▶ [What this task involves]
Below are some records. Return exactly the lines from the one with "more details in" to the one with "example, we train two simple", and nothing else.

*** Record extracts ***

Issue #47, opened 2022-07-21
Remove token from hub_utils.tests.common.py and move to secrets


adrinjalali:
We should remove the token from the repo and move it to secrets, but we should make sure it works on PRs from forks.

merveenoyan:
@BenjaminBossan would you be up for this one?

BenjaminBossan:
I would be up but I have no idea yet how to actually solve the problem.

adrinjalali:
It's possible to have this work in PRs by doing some magic in GH actions, but then running the tests for users would require them to give a token. On the other hand, it's already the case that users would need to pass their token to create the docs. So maybe that's not a big issue?

BenjaminBossan:
> On the other hand, it's already the case that users would need to pass their token to create the docs

They could still use the checked in token for that.

> running the tests for users would require them to give a token

I don't really see a good solution for that. We could mark all tests that require a valid token (which amounts to the network tests I guess) and if users don't provide a token, skip them. If they make changes that don't require those tests, then we're fine, else they have to provide their own token . At the end of the day, all tests will be run on CI.

adrinjalali:
yeah I guess that works.

BenjaminBossan:
Just noticed we also haven the token [here](https://github.com/skops-dev/skops/blob/2c2dd6eddbd88c4774d297c387d1169533246b97/scripts/clean_skops.py#L12). This one could really be replaced by a GH secret, though I guess we would also need to invalidate it since it's already public, and as long as we still use the same token for tests, nothing is gained.

merveenoyan:
@BenjaminBossan AFAIK once you remove it on 🤗Hub it's invalidated. I think I don't have the user access to add tokens (I don't see the settings tab) maybe @adrinjalali can do it (and then we can replace the token with the secret).

adrinjalali:
yeah that one is the same as the one used by tests to create the repos. So changing it doesn't gain us anything.

adrinjalali:
Closing as `hub_utils` is deprecated away.

PR #303, opened 2023-02-20
DOC Add intelex inference example

ahuber21:
I want to give a self-contained example how scikit-learn-intelex speeds up model inference times. This effort was kicked off in #251 and the PR in this form is basically just to align the requirements.

I'm new to the discussion, so I'm including just the most basic things. Please let me know if this example is a step in the right direction.

Output from running on my machine:
```
$ python examples/use_intelex.py
Intel(R) Extension for Scikit-learn* enabled (https://github.com/intel/scikit-learn-intelex)
[skl] Inference took t_stock = 3.7e+00s and achieved 21.7% accuracy
[skl-ex] Inference took t_opt = 2.3e-01s and achieved 21.7% accuracy
t_stock / t_opt = 16.1
# ... more output about pushing and downloading ...
[skl] Inference took t_stock = 3.8e+00s and achieved 21.7% accuracy
[skl-ex] Inference took t_opt = 2.5e-01s and achieved 21.7% accuracy
t_stock / t_opt = 15.3
Intel(R) Extension for Scikit-learn* enabled (https://github.com/intel/scikit-learn-intelex)
[skl] Inference took t_stock = 3.8e+00s and achieved 21.7% accuracy
```

### DIFF
--- a/docs/examples.rst
+++ b/docs/examples.rst
@@ -15,3 +15,8 @@ Examples of interactions with the Hugging Face Hub
 - Text Classification:
     :ref:`sphx_glr_auto_examples_plot_text_classification.py` is an example of using skops to serialize a text 
     classification model and create a model card and a Hugging Face Hub repository.
+- Using Intel(R) Extension for scikit-learn:
+    :ref:`sphx_glr_auto_examples_plot_intelex.py` is an example of using
+    Intel(R) Extension for scikit-learn to speed up inference of classical
+    machine learning algorithms and how performance-optimized models work with
+    Hugging Face Hub.
--- a/examples/plot_intelex.py
+++ b/examples/plot_intelex.py
@@ -1,0 +1,277 @@
+"""
+Creating models that are accelerated by Intel(R) Extension for scikit-learn
+---------------------------------------------------------------------------
+
+Introduction
+============
+
+This guide demonstrates how under certain conditions, Intel(R) Extension for
+Scikit-learn (also ``scikit-learn-intelex``, or ``sklearnex``) can be used to
+speed up inference of Scikit-learn models.
+
+The extension supports most of Scikit-learn's classical machine learning
+algorithms, like k-nearest neighbors, support vector machines, linear/logistic
+regression, and more. Stock Scikit-learn implementations are used where no
+optimized version is available, making this package 100% compatible with
+existing code. Note while compatibility is assured by continuous testing,
+equivalence of results between the two packages is not guaranteed. In fact, due
+to independent implementations, intermediate results differ in many cases. An
+up-to-date list of supported algorithms can be found in the `official
+documentation <https://intel.github.io/scikit-learn-intelex/algorithms.html>`_.
+
+Intel(R) Extension for Scikit-learn accelerates Scikit-learn algorithms by using
+the latest hardware features and optimized caching and threading strategies.
+Find more details in Intel's blog posts on Medium (`1
+<https://medium.com/intel-analytics-software/save-time-and-money-with-intel-extension-for-scikit-learn-33627425ae4>`_,
+`2
+<https://medium.com/intel-analytics-software/accelerate-your-scikit-learn-applications-a06cacf44912>`_).
+In many cases, optimizations translate to hardware from other vendors, albeit
+with smaller performance gains.
+
+For this example, we train two simple
+:class:`sklearn.neighbors.KNeighborsClassifier` instances, one with and one
+without using ``sklearnex``, and compare inference times. Afterward, we upload
+both models to the Hugging Face Model Hub. Hugging Face Hub supports
+``sklearnex``-optimized models, meaning the achieved speedup will translate for
+Inference API users.
+"""
+
+# %%
+# Imports
+# =======
+# First, we import everything required for the rest of this document.
+
+import os
+import pickle
+from pathlib import Path
+from tempfile import NamedTemporaryFile, mkdtemp
+from time import perf_counter
+from uuid import uuid4
+
+from huggingface_hub import delete_repo, whoami
+from sklearn.datasets import make_classification
+from sklearn.metrics import log_loss
+from sklearn.model_selection import train_test_split
+from sklearn.neighbors import KNeighborsClassifier
+from sklearnex import patch_sklearn
+from sklearnex.neighbors import KNeighborsClassifier as KNeighborsClassifierOptimized
+
+from skops import card, hub_utils
+
+# %%
+# Data
+# ====
+# Next, we create some generic data. A dataset of 50k rows x 15 columns is big enough
+# to showcase a performance gain from using ``sklearnex``. Generally speaking,
+# larger datasets will benefit more from the ``sklearnex`` optimizations. More
+# details can be found in the official
+# `README <https://github.com/intel/scikit-learn-intelex/blob/master/README.md>`_.
+X, y = make_classification(
+    n_samples=50_000,
+    n_features=15,
+    n_informative=15,
+    n_redundant=0,
+    n_clusters_per_class=1,
+    shuffle=False,
+    random_state=42,
+)
+X_train, X_test, y_train, y_test = train_test_split(
+    X, y, test_size=0.3, random_state=42
+)
+
+# %%
+# Training the stock model
+# ========================
+# Now we can train a stock Scikit-learn
+# :class:`sklearn.neighbors.KNeighborsClassifier`
+
+clf = KNeighborsClassifier(3)
+start = perf_counter()
+clf.fit(X_train, y_train)
+print(f"Training finished in {perf_counter() - start:.2f}s")
+
+# %%
+# Training the optimized model
+# ============================
+# Now we fit the optimized algorithm. Note, that rather than loading the model
+# from ``sklearnex``, we could also load and call ``patch_sklearn()``. Find more
+# details in the `documentation
+# <https://intel.github.io/scikit-learn-intelex/#usage>`_.
+
+clf_opt = KNeighborsClassifierOptimized(3)
+start = perf_counter()
+clf_opt.fit(X_train, y_train)
+print(f"Training finished in {perf_counter() - start:.2f}s")
+
+# %%
+# We are not comparing the k-NN fit times, since this is not a compute-intensive
+# task and both are typically very fast.
+
+# %%
+# Comparing inference times
+# =========================
+# Now to the interesting part: We measure the execution time of
+# ``predict_proba()`` for the two models.
+
+start = perf_counter()
+y_proba = clf.predict_proba(X_test)
+t_stock = perf_counter() - start
+
+log_loss_score = log_loss(y_test, y_proba)
+print(
+    f"[stock scikit-learn] Inference took t_stock = {t_stock:.2f}s with a "
+    f"log-loss score of {log_loss_score:.1%}"
+)
+
+start = perf_counter()
+y_proba = clf_opt.predict_proba(X_test)
+t_opt = perf_counter() - start
+
+log_loss_score = log_loss(y_test, y_proba)
+print(
+    f"[sklearnex] Inference took t_opt = {t_opt:.2f}s with a log-loss score of"
+    f" {log_loss_score:.1%}"
+)
+
+print(f"t_stock / t_opt = {t_stock/t_opt:.1f}")
+
+# %%
+# We see that inference using ``sklearnex`` is a lot faster while achieving the
+# same log-loss score.
+
+# %%
+# Save and upload the models
+# ==========================
+# Let's save all required files to disk and initialize Hugging Face Model Hub
+# repositories.
+
+# replace with your own token or set it as an environment variable before
+# running the script
+token = os.environ["HF_HUB_TOKEN"]
+
+with NamedTemporaryFile(mode="bw", prefix="stock-", suffix=".pkl") as fp:
+    pickle.dump(clf, file=fp)
+
+    stock_repo = mkdtemp(prefix="stock-")
+    hub_utils.init(
+        model=fp.name,
+        requirements=["scikit-learn=1.2.1"],
+        dst=stock_repo,
+        task="tabular-classification",
+        data=X_test,
+    )
+
+
+with NamedTemporaryFile(mode="bw", prefix="opt-", suffix=".pkl") as fp:
+    pickle.dump(clf_opt, file=fp)
+
+    opt_repo = mkdtemp(prefix="opt-")
+    hub_utils.init(
+        model=fp.name,
+        requirements=["scikit-learn=1.2.1", "scikit-learn-intelex=2023.0.1"],
+        dst=opt_repo,
+        task="tabular-classification",
+        data=X_test,
+        use_intelex=True,
+    )
+
+# Create Model cards with the most basic information
+clf_card = card.Card(clf, metadata=card.metadata_from_config(Path(stock_repo)))
+clf_card.metadata.license = "mit"
+limitations = "This model is not ready to be used in production."
+model_description = (
+    "This is a `KNeighborsClassifier` model trained on synthetic data. It is "
+    "trained with the stock scikit-learn algorithm and part of a "
+    "demonstration, showing how Intel(R) Extension for scikit-learn can be "
+    "used to speed up model inference times."
+)
+model_card_authors = "skops_user"
+citation_bibtex = "**BibTeX**\n\n```\n@inproceedings{...,year={2020}}\n```"
+clf_card.add(
+    **{
+        "Citation": citation_bibtex,
+        "Model Card Authors": model_card_authors,
+        "Model description": model_description,
+        "Model description/Intended uses & limitations": limitations,
+    }
+)
+clf_card.save(Path(stock_repo) / "README.md")
+
+clf_opt_card = card.Card(clf_opt, metadata=card.metadata_from_config(Path(opt_repo)))
+model_description = (
+    "This is a `KNeighborsClassifier` model trained on synthetic data. It is "
+    "trained with the Intel(R) extension for scikit-learn optimized version of "
+    "the algorithm, and part of a demonstration, showing how Intel(R) "
+    "Extension for scikit-learn can be used to speed up model inference times."
+)
+clf_card.add(
+    **{
+        "Citation": citation_bibtex,
+        "Model Card Authors": model_card_authors,
+        "Model description": model_description,
+        "Model description/Intended uses & limitations": limitations,
+    }
+)
+clf_opt_card.save(Path(opt_repo) / "README.md")
+
+# Push everything to the Model hub
+user_name = whoami(token=token)["name"]
+uuid = uuid4()
+repo_id_stock = f"{user_name}/knn-example-stock-{uuid}"
+repo_id_opt = f"{user_name}/knn-example-intelex-{uuid}"
+
+print(f"Pushing skl model to: {repo_id_stock}")
+hub_utils.push(
+    repo_id=repo_id_stock,
+    source=stock_repo,
+    token=token,
+    commit_message="Add scikit-learn KNN model example",
+    create_remote=True,
+    private=False,
+)
+print(f"Pushing sklearnex model to: {repo_id_opt}")
+hub_utils.push(
+    repo_id=repo_id_opt,
+    source=opt_repo,
+    token=token,
+    commit_message="Add scikit-learn-intelex KNN model example",
+    create_remote=True,
+    private=False,
+)
+
+
+# %%
+# Loading non-optimized models
+# ============================
+# It is possible to load non-optimized models even after Intel(R) optimizations
+# were loaded with ``patch_sklearn()``. Note, however, that this will not result
+# in faster inference times, since loading a persisted model will always load
+# the objects exactly as they were saved.
+
+patch_sklearn()
+
+with NamedTemporaryFile(mode="bw+") as fp:
+    pickle.dump(clf, file=fp)
+    fp.seek(0)
+    clf = pickle.load(fp)
+
+start = perf_counter()
+clf.predict_proba(X_test)
+t_stock = perf_counter() - start
+
+log_loss_score = log_loss(y_test, y_proba)
+print(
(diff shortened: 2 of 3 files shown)


examples/use_intelex.py
```diff
@@ -0,0 +1,222 @@
+"""
+Creating models that are accelerated by Intel(R) Extension for scikit-learn
+--------------------------------------------------------------------------------
+
+This guide demonstrates how Intel(R) Extension for scikit-learn (sklearnex) can
+be used to speed up inference of scikit-learn models.
+We train two simple :class:`KNeighborsClassifier` instances, one with and one
```
BenjaminBossan, line 7: :class:`KNeighborsClassifier`

should probably be

    :class:`sklearn.neighbors.KNeighborsClassifier`

right now sphinx doesn't link it.

examples/use_intelex.py
```diff
@@ -0,0 +1,222 @@
...
+    f"[skl-ex] Inference took t_opt = {t_opt:.2f}s and achieved {accuracy:.1%} accuracy"
+)
+
+print(f"t_stock / t_opt = {t_stock/t_opt:.1f}")
+
+# %%
+# Loading non-optimized models
+# ============================
+# It is possible to load non-optimized models even after Intel(R) optimizations
+# were loaded with `path_sklearn()`. Note, however, that this will not result
```
BenjaminBossan, line 206:
```suggestion
# were loaded with `patch_sklearn()`. Note, however, that this will not result
```

examples/use_intelex.py
```diff
@@ -0,0 +1,222 @@
+"""
+Creating models that are accelerated by Intel(R) Extension for scikit-learn
+--------------------------------------------------------------------------------
+
+This guide demonstrates how Intel(R) Extension for scikit-learn (sklearnex) can
+be used to speed up inference of scikit-learn models.
```
BenjaminBossan, line 6: Maybe if there is a link to a document showing what models are supported, it would be nice to link it here.

BenjaminBossan (changes requested):
Thanks for adding this example. This is not an in depth review yet, just what I found on first look:

The example is not actually being run but just included as is into the docs, as can be seen here: 

https://skops--303.org.readthedocs.build/en/303/auto_examples/use_intelex.html#sphx-glr-auto-examples-use-intelex-py

I'm not completely sure why that happens here but not with the other examples, Possibly, this example needs to be linked explicitly in the docs somewhere? A good place would be in:

https://github.com/skops-dev/skops/blob/3e1f138c5a7c12863ca263beb2804ceede07d35a/docs/examples.rst

(which would be a good addition regardless of whether that is the root of the issue or not)

In general, I think this guide could be more useful if it was made a bit more accessible. E.g. explain in a few words what intelex does, link to its docs, and avoid too many abbreviations like "skl" and "sklex".

ahuber21:
Hi @BenjaminBossan 
thanks for the feedback! I'm happy to hear that the original suggestions was already a step in the right direction.
I added your requested changes and also added some content to the introduction in fixup commits that we can squash later.
Let's see if the code actually runs this time. 

Let me know what else you want to see!

BenjaminBossan:
The example is still not building correctly but I believe I have figured out the issue. It seems like the file name should always start with `plot_`. Could you please try if that fixes the issue?

Btw. you can build the docs locally by going into `docs/` and running `make html`, then open the html files in `_build/html`.

ahuber21:
Hi @BenjaminBossan thanks for the tip. The latest commit worked locally so I hope this time the example runs.

I had an interesting thought. At the bottom of my example I show that loading a pickled non-optimized model has no speedup, even when `sklearnex` is loaded. I'm curious if that is also true for `skops.io` methods. Essentially, if a new object is created, i.e. the constructor is called, Intel optimizations should apply. It would be interesting to see if there are any compatibility issues.
I think @adrinjalali already looked into that, maybe he can comment.

BenjaminBossan:
> The latest commit worked locally so I hope this time the example runs.

The doc build is failing, but it's still progress :) The trouble now is that building the docs has a dependency on sklearnex, which is not installed. Could you please add it to the [dependencies](https://github.com/skops-dev/skops/blob/main/skops/_min_dependencies.py) as a "doc" dependency?

> I'm curious if that is also true for `skops.io` methods. Essentially, if a new object is created, i.e. the constructor is called, Intel optimizations should apply.

I think this will depend on how exactly the patching works, which I don't know. Ideally, there would be an easy way to check on each estimator if it was patched, something like `hasattr(estimator, "_uses_intelex")` or `sklearnex.check_is_patched(estimator)`, I believe this would be really useful.

ahuber21:
Progress indeed. The `sklearnex.check_is_patched(estimator)` suggestion is very good. I'm wondering if we already have something like this. Let me ping @napetrov, maybe he knows more.

ahuber21:
By the way, the pipeline now complains about the missing HF token. I followed the approach that I found in `plot_hf_hub.py`, so I think the error is nothing new. How is this expected to work?

examples/plot_intelex.py
```diff
@@ -0,0 +1,273 @@
...
+``scikit-learn-intelex``, or ``sklearnex``) can be used to speed up inference of
+Scikit-learn models.
+
+The extension supports most of Scikit-learn's classical machine learning
+algorithms, like k-nearest neighbors, support vector machines, linear/logistic
+regression, and more. Stock Scikit-learn implementations are used where no
+optimized version is available, making this package 100% compatible with
+existing code. An up-to-date list of supported algorithms can be found in the
+`official documentation
+<https://intel.github.io/scikit-learn-intelex/algorithms.html>`_.
```
BenjaminBossan, line 18: Is there any check in sklearnex that a patched model produces the exact same output? So e.g. can I assume that `np.allclose(clf.predict_proba(X), clf_opt.predict_proba(X))`? Or is it more like the algorithm is the same but results can be different, e.g. due to random initialization? If it's the former, it would be nice to mention that.

examples/plot_intelex.py
```diff
@@ -0,0 +1,273 @@
...
+clf_opt.fit(X_train, y_train)
+
+# %%
+# Comparing inference times
+# =========================
+# Now to the interesting part: We measure the execution time of
+# ``predict_proba()`` for the two models.
+
+start = perf_counter()
+prediction = clf.predict_proba(X_test)
```
BenjaminBossan, line 108: Let's rename `prediction` to `y_proba`, which is the canonical name for the output from `predict_proba`. The same for variables further below.

examples/plot_intelex.py
```diff
@@ -0,0 +1,273 @@
...
+t_stock = perf_counter() - start
+
+accuracy = log_loss(y_test, prediction)
```
BenjaminBossan, line 111: Calling this "accuracy" is very confusing. I was surprised to find an "accuracy" of 21% on a binary classification task :D Let's either call it "log_loss_score" or something like that, or calculate the actual accuracy and not log loss.

examples/plot_intelex.py
```diff
@@ -0,0 +1,273 @@
...
+print(
+    f"[sklearnex] Inference took t_opt = {t_opt:.2f}s and achieved"
+    f" {accuracy:.1%} accuracy"
+)
+
+print(f"t_stock / t_opt = {t_stock/t_opt:.1f}")
+
+# %%
+# We see that inference using ``sklearnex`` is a lot faster while producing the
+# same result.
```
BenjaminBossan, line 131: Finding the "same result" doesn't really tell us much here IMHO. This is KNN with 3 neighbors, so each probability is either 0.0, 0.33, 0.67, or 1.0. Since there are only 4 discrete values, it's not too surprising to get the exact same output. The argument would be stronger with something like a linear regression.

In the end, however, this comes back to what I remarked earlier, whether we can expect the exact same output after patching or not. Clarifying this would help a lot.

examples/plot_intelex.py
```diff
@@ -0,0 +1,273 @@
...
+
+# %%
+# Save and upload the models
+# ==========================
+# Let's save all required files to disk and initialize Hugging Face Model Hub
+# repositories.
```
BenjaminBossan, line 137: It could be worth mentioning that sklearnex will be used on the Hub, e.g. for the Inference API. This might not be obvious to everyone.

BenjaminBossan (changes requested):
Thanks Andreas for adding this example. I have now given it a more thorough review. Overall it looks good, but I think a few things could be improved further. Please take a look at my comments.

> By the way, the pipeline now complains about the missing HF token. I followed the approach that I found in plot_hf_hub.py, so I think the error is nothing new. How is this expected to work?

Yes, that's unfortunately expected, see #47. As soon as this is merged, it should work, as it would use the HF token set up for this repo. When I tested this locally with my token, it worked.

examples/plot_intelex.py
```diff
@@ -0,0 +1,273 @@
...
+
+The extension supports most of Scikit-learn's classical machine learning
+algorithms, like k-nearest neighbors, support vector machines, linear/logistic
+regression, and more. Stock Scikit-learn implementations are used where no
+optimized version is available, making this package 100% compatible with
+existing code. An up-to-date list of supported algorithms can be found in the
+`official documentation
+<https://intel.github.io/scikit-learn-intelex/algorithms.html>`_.
+
+Intel(R) Extension for Scikit-learn uses the `Intel(R) oneAPI Data Analytics
```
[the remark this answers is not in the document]
ahuber21: I basically copied a paragraph from an older Medium blog post. In the updated version it is replaced by a more high level description and links to two Medium blog posts (for anyone who needs more details). I first wasn't sure if I'm supposed to link to Medium in this example, but it might just be the best solution.

examples/plot_intelex.py
ahuber21: sklearnex's backend is completely separate from scikit-learn, including a separate RNG. So there's no guarantee that identical outputs are achieved and, in fact, they're mostly different.
The agreement of model outputs is however tested in our CI https://github.com/intel/scikit-learn-intelex/blob/master/tests/test_examples.py

I'll mention this in the example

examples/plot_intelex.py
ahuber21: Hmm you're right. At some point while condensing the initial example down to something quick and easy this part lost all its meaning. If you would like to see something else I'm happy to make the change. I mean, it's at least showing that (a) there is a result and it actually works, and (b) it's not totally buggy. That, in combination with the comment I'll add in the next commit may be enough. Let me know what you think

ahuber21:
Hi Benjamin. Thanks! I hope all your comments are addressed with the latest commit.

examples/plot_intelex.py
```diff
@@ -0,0 +1,276 @@
...
+# %%
+# Data
+# ====
+# Next, we create some generic data. A dataset of 50k rows x 15 columns is big enough
+# to showcase a performance gain from using ``sklearnex``. Generally speaking,
+# larger datasets will benefit more from the ``sklearnex`` optimizations. More
+# details can be found in the official
+# `README <https://github.com/intel/scikit-learn-intelex/blob/master/README.md>`_.
+X, y = make_classification(
+    n_samples=50_000,
```
adrinjalali, line 66: we'd need to see how long it takes on the CI machines, might need to reduce the number if it's too slow.

examples/plot_intelex.py
```diff
@@ -0,0 +1,276 @@
...
+# Training the optimized model
+# ============================
+# We apply ``patch_sklearn()`` and reimport the model to load the patched
+# version. A message is shown, telling us that Intel(R) Extension for
+# Scikit-learn* has been enabled.
+patch_sklearn()
+from sklearn.neighbors import KNeighborsClassifier
+
+clf_opt = KNeighborsClassifier(3)
+clf_opt.fit(X_train, y_train)
```
adrinjalali, line 99: I think in a script, this is very confusing. It'd be nicer if we explicitly import the class from sklearnex for it to be clear which one it is, and leave a comment that users don't have to change imports, and they can only add the call to patch on top of the file before they run imports.

We can also here show training times and compare them.

examples/plot_intelex.py
```diff
@@ -0,0 +1,276 @@
...
+    f" {log_loss_score:.1%}"
+)
+
+print(f"t_stock / t_opt = {t_stock/t_opt:.1f}")
+
+# %%
+# We see that inference using ``sklearnex`` is a lot faster while achieving the
+# same log-loss score. In fact, the agreement between stock Scikit-learn and
+# ``sklearnex`` model outputs is guaranteed by CI tests, see
+# `here <https://github.com/intel/scikit-learn-intelex/blob/master/tests/test_examples.py>`_.
```
adrinjalali, line 133: I don't think it makes sense to link to a test file on another repo, we should link to a documentation page.

I didn't read the test file, but since the training procedures are different, the outputs can't be guaranteed to be the same. They can only be tested to be the same on a few toy examples, which doesn't guarantee equivalence.

examples/plot_intelex.py
```diff
@@ -0,0 +1,276 @@
...
+# Save and upload the models
+# ==========================
+# Let's save all required files to disk and initialize Hugging Face Model Hub
+# repositories.
+
+with open("model-stock.pkl", mode="bw") as fp:
+    pickle.dump(clf, file=fp)
+
+with open("model-optimized.pkl", mode="bw") as fp:
+    pickle.dump(clf_opt, file=fp)
```
adrinjalali, line 145: please use a tempfile rather than saving in the current directory.

examples/plot_intelex.py
```diff
@@ -0,0 +1,276 @@
...
+    data=X_test,
+    use_intelex=True,
+)
+
+# Create Model cards with the most basic information
+clf_card = card.Card(clf, metadata=card.metadata_from_config(Path(stock_repo)))
+clf_card.save(Path(stock_repo) / "README.md")
+
+clf_opt_card = card.Card(clf_opt, metadata=card.metadata_from_config(Path(opt_repo)))
+clf_opt_card.save(Path(opt_repo) / "README.md")
```
adrinjalali, line 176: we shouldn't have empty cards from our own examples, please include a few basic info about the model and the data and the performance here.

examples/plot_intelex.py
```diff
@@ -0,0 +1,276 @@
...
+    commit_message="Add scikit-learn-intelex KNN model example",
+    create_remote=True,
+    private=False,
+)
+
+# %%
+# Download and use the models from Model Hub
+# ==========================================
+# We download the models again and check whether our achieved performance boost
+# survived the round trip to the Hub.
```
adrinjalali, line 207: do we need to test this? I think this is well tested in other places

examples/plot_intelex.py
```diff
@@ -0,0 +1,276 @@
...
+
+# %%
+# We see that the model performance is still the same.
+
+# %%
+# Loading non-optimized models
+# ============================
+# It is possible to load non-optimized models even after Intel(R) optimizations
+# were loaded with ``patch_sklearn()``. Note, however, that this will not result
+# in faster inference times.
```
adrinjalali, line 251:
```suggestion
# in faster inference times, since loading a persisted model will always load the objects
# exactly as they were saved.
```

*** End of Record extracts ***

▶ [Completed task]
+Find more details in Intel's blog posts on Medium (`1
+<https://medium.com/intel-analytics-software/save-time-and-money-with-intel-extension-for-scikit-learn-33627425ae4>`_,
+`2
+<https://medium.com/intel-analytics-software/accelerate-your-scikit-learn-applications-a06cacf44912>`_).
+In many cases, optimizations translate to hardware from other vendors, albeit
+with smaller performance gains.
+
+For this example, we train two simple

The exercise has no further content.